Situation Recommendation Reason
Fastest path to a working multi-agent system OpenAI Agents SDK Handoffs, guardrails, and tracing are zero-config
Minimise API costs at scale (millions of calls per day) Anthropic SDK Prompt caching cuts 60–90% of system prompt token cost
Extended thinking / chain-of-thought reasoning inside the agent Anthropic SDK Native thinking parameter with configurable token budget
Team already uses the OpenAI API throughout the stack OpenAI Agents SDK Same credentials, same dashboard, consistent developer experience
Need full control over the agent loop (custom retry, branching, streaming) Anthropic SDK You write the loop. No hidden framework behaviour to work around
Need parallel guardrails without adding latency OpenAI Agents SDK Guardrails run while the first LLM call is in flight, adding near-zero latency
Strongest reasoning on hard tasks Evaluate both GPT-5.5 vs Claude Opus 4.7: run your own benchmark on your task

11. Key Takeaways

  • OpenAI Agents SDK gives you structure. Agent, Runner, Handoff, Guardrail: declare your agents, hand the loop to the framework. Right when development speed matters more than fine-grained control.

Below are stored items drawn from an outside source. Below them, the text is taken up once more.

PR #1405, opened 2019-10-18
Don't show product ingredients to MSA users

slorek:
https://regulatorydelivery.atlassian.net/browse/COSBETA-631

This ensures that market surveillance authority users can't view product ingredients.

ezgif com-video-to-gif (2)

As demonstrated by the video, the user who created the notification can still see them.

Poison centre users view the product on a different set of templates which haven't been altered here.

The diff on the view templates is a bit over the top; I mostly just added indentation beneath the new conditionals. Slim 🤷‍♂ 

## Checklist:

### General testing
- [ ] Test without javascript
- [ ] Test on small screen
### Accessibility testing
- [ ] Works keyboard only

screencapture-search-cosmetics-3002-notifications-54252960-2019-10-21-10_31_42

### DIFF
--- a/cosmetics-web/app/views/notifications/_component_details.html.slim
+++ b/cosmetics-web/app/views/notifications/_component_details.html.slim
@@ -1,4 +1,4 @@
-- if current_user.can_view_product_ingredients? && component.notification.notified_post_eu_exit?
+- if component.notification.notified_post_eu_exit?
   tr.govuk-table__row
     th.govuk-table__header[scope="row"]
       | Contains CMR substances
@@ -11,7 +11,6 @@
         td.govuk-table__cell
           = render "none_or_bullet_list", entities_list: component.cmrs.map(&:display_name)
 
-- if current_user.can_view_product_ingredients?
   tr.govuk-table__row
     th.govuk-table__header[scope="row"]
       | Nanomaterials
@@ -85,11 +84,14 @@ tr.govuk-table__row
                   class: "govuk-link--no-visited-state"
         - else
           | N/A
-  tr.govuk-table__row
-    th.govuk-table__header[scope="row"]
-      | Physical form
-    td.govuk-table__cell
-      = get_physical_form_name(component.physical_form)
+
+tr.govuk-table__row
+  th.govuk-table__header[scope="row"]
+    | Physical form
+  td.govuk-table__cell
+    = get_physical_form_name(component.physical_form)
+
+- if current_user.can_view_product_ingredients?
   tr.govuk-table__row
     th.govuk-table__header[scope="row"]
       | Special applicator
--- a/cosmetics-web/app/views/notifications/_component_details.html.slim
+++ b/cosmetics-web/app/views/notifications/_component_details.html.slim
@@ -1,4 +1,4 @@
-- if component.notification.notified_post_eu_exit?
+- if current_user.can_view_product_ingredients? && component.notification.notified_post_eu_exit?
   tr.govuk-table__row
     th.govuk-table__header[scope="row"]
       | Contains CMR substances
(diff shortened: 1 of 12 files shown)


cosmetics-web/app/helpers/notification_helper.rb
```diff
@@ -24,4 +24,8 @@ def product_import_country(notification)
       "EU (before Brexit)"
     end
   end
+
+  def can_view_product_ingredients?
```
frankieroberto: Is there any reason this can’t be a method of the User model?

cosmetics-web/app/views/notifications/_component_details.html.slim
```diff
@@ -1,4 +1,4 @@
-- if component.notification.notified_post_eu_exit?
+- if can_view_product_ingredients? && component.notification.notified_post_eu_exit?
```
frankieroberto: Could this be `current_user.can_view_product_ingredients?` if we expose `current_user` to the views in `ApplicationController` via [`helper_method`](https://api.rubyonrails.org/classes/AbstractController/Helpers/ClassMethods.html#method-i-helper_method)?

slorek: There is no `current_user`, only `User.current` 😂  We could create a helper, but I don't think  it's any better.

cosmetics-web/app/helpers/notification_helper.rb
slorek: Good point.

cosmetics-web/app/views/notifications/_component_details.html.slim
slorek: Actually I see what you mean 👍

cosmetics-web/app/helpers/notification_helper.rb
frankieroberto: 👍

cosmetics-web/app/views/notifications/_component_details.html.slim
frankieroberto: 👍

ralph-hawkins:
I think 'Minimum pH' and 'Maximum pH' also need to be hidden. I also think that 'Still on the market' needs to be hidden? But I don't know if we understand how that works @tobyhughes ?

nasirkhanbeis:
Still on market needs to be removed from check your answers page anyway so will apply default to  MSA product view page.

tobyhughes:
@ralph-hawkins 'still on the market' is a bug appearing everywhere at the moment. There is a ticket to remove it from businesses product view, but not sure if this will automatically remove it from the msa and NPIS product view... Any ideas @slorek ?

Also think we need to add:

i) nanomaterial information
ii) CMR information
iii) physical form
iv) contact person information 
v) the generated reference number (if possible)

to the MSA product view

slorek:
@tobyhughes Business and MSA view uses the same template, so by default any change will affect both users. Poison centres have a different view template, so changes to MSA/business view will not affect them, and vice versa. Does that make sense?

tobyhughes:
@slorek that makes sense, thank you

slorek:
@toby do we need to show Special applicator, Applicator type, or Acute poisoning information? I did hide these as well.

slorek:
Confirmed reference number should be displayed already if present

slorek:
@toby contact person is currently being shown to poison centre users but not MSA users or business users. Which of these three should see it? Should they be able to see email, phone number as well as name?

tobyhughes:
@slorek 
We shouldn't show acute poisoning information to msa users.

RE special applicator - I don't think msa users can currently see this in CPNP (the screenshots we have don't show it, could be because there was no special applicator in the notification), so we should probably mirror this for now and not show it. (however, worth keep this in mind for the future as this sounds like it could be useful @ralph-hawkins ?)

just checked a product notification and looks like it is being surfaced to business users too? 
image

should be shown to all users, I think

slorek:
@tobyhughes @ralph-hawkins I've made the following amendments:

* Added contact person details for MSA users
* Reinstated CMRs and nanomaterials and physical form
* Removed 'still on the market' from both MSA and business users (since it's an easy fix)

See updated screenshot below:

screencapture-search-cosmetics-3002-notifications-54252960-2019-10-21-16_15_35

Please could you check and approve if possible?

tobyhughes:
@slorek looks good to me :)

cosmetics-web/spec/controllers/poison_centres/notifications_controller_spec.rb
```diff
@@ -99,10 +99,68 @@
...
+        let(:notification) { create(:notification, :imported, :registered, :ph_values, components: [component], responsible_person: responsible_person) }
+
+        render_views
+
+        it "renders contact person overview" do
+          expect(response.body).to match(/Contact person/)
+        end
+
+        it "does not render product imported status" do
+          expect(response.body).not_to match(/Imported/)
```
baphled: If any of these copy based expectations change, from a UI perspective, we'll need to update here as well.

We could solve this by using CSS classes, or IDs 🤔 

ie: `expect(response.body).to has_css?('#contact-details')` or `expect(response.body).to has_xpath?('x-path-to-element')`.

slorek: Agreed, but I'm not sure attribute assumptions are any more reliable as they can be changed in the template just as easily as copy.

In the past I have put copy text in the `I18n` locale file, referencing keys in the tests, so that the tests automatically get updated if the copy changes. I think that's the safest option, but I didn't want to expand the scope of this ticket too much.

baphled: Agreed that I18n is ideal. However we'll likely change copy soon and the more we introduce tests like this the more housekeeping we'd need to do.

So pre-emptively using attributes matching, until we move to I18n keys, would be reduce churn in the nearer future.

  • Anthropic Python SDK gives you control. You write the agentic loop yourself. More boilerplate, but every step is transparent and modifiable. No framework surprises in production.
  • Prompt caching is Anthropic's biggest practical advantage. cache_control: ephemeral reduces system prompt costs by 60–90% on repeated calls. The OpenAI Agents SDK has no equivalent.
  • Guardrails are OpenAI's standout feature. Running validation in parallel to the first LLM call means safety checks add almost zero latency. A hard advantage for high-throughput systems.
  • Extended thinking is Anthropic-only. If you need the model to reason deeply before answering and want to control how many tokens it spends doing so, only the Anthropic SDK exposes this natively.
  • Tracing favours OpenAI on developer experience. Automatic upload to the dashboard versus integrating Langfuse or LangSmith manually.
  • Neither is model-agnostic. Both SDKs are locked to their respective model providers. If you need to swap models, build your own abstraction on top of both APIs.